Клиент думал, что красивая девушка пошутила, поэтому смело ответил:
– Правда? Ровняй, красавица, если так лучше будет.
– А что Надя? – замерла соседка и посмотрела на бабку круглыми от переполняющих ее чувств глазами.
– Надя и подровняла. Пол-уха у мужика оттяпала. Инструменты же острые!
– Когда она последний раз из больницы вышла? – уточнил участковый.
– Так два дня назад и вышла. Врач меня предупредил, что те лекарства, которые Надя принимает, нельзя мешать с водкой. Иначе у нее опять крышу снесет.
– А какой диагноз ей поставили?
– Шизофрения. Так и сказали, что на плохую генетику со стороны отца, у Андрея то ли тетка, то ли другой какой-то родственник этой болезнью страдал, наложился его же алкоголизм. Плюс – стрессовая ситуация: девочка увидела, как мать убила отца, защищая дочь. Все эти... как их? А, факторы, соединились, и глубоко дремавшая болезнь проснулась.
– У шизофреников обычно есть галлюцинации, – проявил осведомленность Макарыч, – что видит Надежда во время приступа?
– Я не знаю, когда приступ проходит, она ничего не помнит. Но врач говорил, что у нее обостренное чувство самозащиты. Если она что-то и делает во время приступа, то только для того, чтобы защитить себя. Во время приступа она может даже убить. Врачи мне велели следить за не день и ночь, но как я, старуха, справлюсь с молодой девушкой!

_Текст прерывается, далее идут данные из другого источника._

PR #224, opened 2017-09-07
Do not invoke superclass ctor when no primary ctor.

### LINKED ISSUE #223: Fix superclass emission when primary constructor is missing
Test case:

```kotlin
@Test fun classExtendsNoPrimaryConstructor() {
  val typeSpec = TypeSpec.classBuilder("IoException")
      .superclass(Exception::class)
      .addFunction(FunSpec.constructorBuilder().build())
      .build()

  assertThat(toString(typeSpec)).isEqualTo("""
      |package com.squareup.tacos
      |
      |import java.lang.Exception
      |
      |class IoException : Exception() {
      |  constructor() {
      |  }
      |}
      |""".trimMargin())
}
```

The output fails to compile on the `Exception()` part with `Supertype initialization is impossible without primary constructor`. Correct syntax is `Exception` without braces.

JakeWharton:
And when secondary ctors are present.

Closes #223.

### DIFF
--- a/src/test/java/com/squareup/kotlinpoet/TypeSpecTest.kt
+++ b/src/test/java/com/squareup/kotlinpoet/TypeSpecTest.kt
@@ -2498,6 +2498,52 @@ class TypeSpecTest {
     }
   }
 
+  @Test fun classExtendsNoPrimaryConstructor() {
+    val typeSpec = TypeSpec.classBuilder("IoException")
+        .superclass(Exception::class)
+        .addFunction(FunSpec.constructorBuilder().build())
+        .build()
+
+    assertThat(toString(typeSpec)).isEqualTo("""
+      |package com.squareup.tacos
+      |
+      |import java.lang.Exception
+      |
+      |class IoException : Exception {
+      |  constructor() {
+      |  }
+      |}
+      |""".trimMargin())
+  }
+
+  @Test fun classExtendsNoPrimaryOrSecondaryConstructor() {
+    val typeSpec = TypeSpec.classBuilder("IoException")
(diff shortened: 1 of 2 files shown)


src/test/java/com/squareup/kotlinpoet/TypeSpecTest.kt
```diff
@@ -2498,6 +2498,51 @@ class TypeSpecTest {
...
+      |""".trimMargin())
+  }
+
+  @Test fun classExtendsNoPrimaryConstructorButSuperclassParams() {
+    try {
+      TypeSpec.classBuilder("IoException")
+          .superclass(Exception::class)
+          .addSuperclassConstructorParameter("%S", "hey")
+          .addFunction(FunSpec.constructorBuilder().build())
+          .build()
```
vanniktech: Missing a fail

JakeWharton: Bah we need a lambda version of this assertion so I don't have to bother

src/test/java/com/squareup/kotlinpoet/TypeSpecTest.kt
```diff
@@ -2498,6 +2498,52 @@ class TypeSpecTest {
...
+      fail()
+    } catch (e: IllegalArgumentException) {
```
Egorand: nit: `expected`

JakeWharton: We usually only use that name when the value is unused in the `catch` block. Another reason to move to a `assertThrows` helper.

PR #931, opened 2020-05-29
Use absolute paths in `include` list for packaging

badboy:
The list contains "globs", meaning it previously looked for `README.md`
or `LICENSE` in all subfolders, leading to the inclusion of far too
many files, e.g. from a virtualenv.

### DIFF
--- a/glean-core/Cargo.toml
+++ b/glean-core/Cargo.toml
@@ -9,12 +9,12 @@ license = "MPL-2.0"
 edition = "2018"
 keywords = ["telemetry"]
 include = [
-  "README.md",
-  "LICENSE",
-  "src/**/*",
-  "examples/**/*",
-  "tests/**/*",
-  "Cargo.toml"
+  "/README.md",
+  "/LICENSE",
+  "/src",
+  "/examples",
+  "/tests",
+  "/Cargo.toml"
 ]
 
 [badges]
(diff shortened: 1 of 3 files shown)


badboy:
> oh, wow. Does this mean [we were including](https://doc.rust-lang.org/cargo/reference/manifest.html#the-exclude-and-include-fields) useless files?

If you had them around, then yes.
E.g. the 31.0.1 release on crates.io now contains a `A  third_party/rust/glean-core/ios/.venv/lib/python3.7/site-packages/attrs-19.3.0.dist-info/LICENSE` file and I didn't catch that before I pushed it.
(I'm considering to just yank that release)

mdboom:
Thanks for catching this.  Python's packaging stuff can be configured to use the `.gitignore` file -- I wonder if cargo can do the same...?

badboy:
That's exactly what the `include` or an `exclude` list gives you.
In general cargo will _also_ respect `gitignore`, but because of our layout we _can't_ put all the non-Rust stuff into `gitignore` (e.g. all of `android`, `ios`, `python`, ...)

so using the `include` list is the right thing: we specify exactly what should land in the package.
The only problem was that we* (* pretty much I) assumed that list is from the current directory, whereas it were globs all along and requires a leading `/` to be absolute paths.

– Как Надежда ведет себя в период покоя? – продолжал расспрашивать участковый.
– Милая и хорошая девочка. Мне помогает, ластится все время, угождает. А как она будет себя вести во время приступа, я не знаю, ни разу не видела.
Макарыч записал рассказ бабы Ани. Он встал, посмотрел на часы и уже хотел выйти, но старуха вцепилась в него и не пустила.
– Петруша, миленький, я тебе все, как на духу поведала. Я ты почему молчишь? Можешь мне сказать, что моя внучка натворила?
– Не могу пока, баба Аня. Я еще точно и не знаю. Я обязательно тебе сообщу, как добуду больше информации. Варвара, ты присмотри тут за ней, – он кивнул в сторону поникшей бабки, – и не болтай по деревне то, что здесь услышала. Поняла?
– Не боись, Макарыч. Я и сама в шоке. Обдумать все надо.
– Вот и думай, только про себя. Языком не мели. Договорились?
Телефонный звонок он услышал, когда уже подходил к машине. В трубке раздался возбужденный голос оперативника из группы Нестеренко.
– Ты, малец, подожди, не части, – попытался остановить поток слов Макарыч, – расскажи все по порядку. Вы кого нашли? Надежду? – выкрикнув эти вопросы, участковый тревожно оглянулся: не слышит ли его баба Аня.
Дальнейший рассказ он слушал молча, лишь изредка прерывал Малышко, задавая уточняющие вопросы и сам отвечая на вопросы оперативника. Через пять минут разговора Макарыч завел машину и направился к трассе, постоянно покачивая в недоумении головой. Одной рукой он крутил руль, а другой набирал номер Кирилла: надо было узнать, что обнаружила поисковая собака.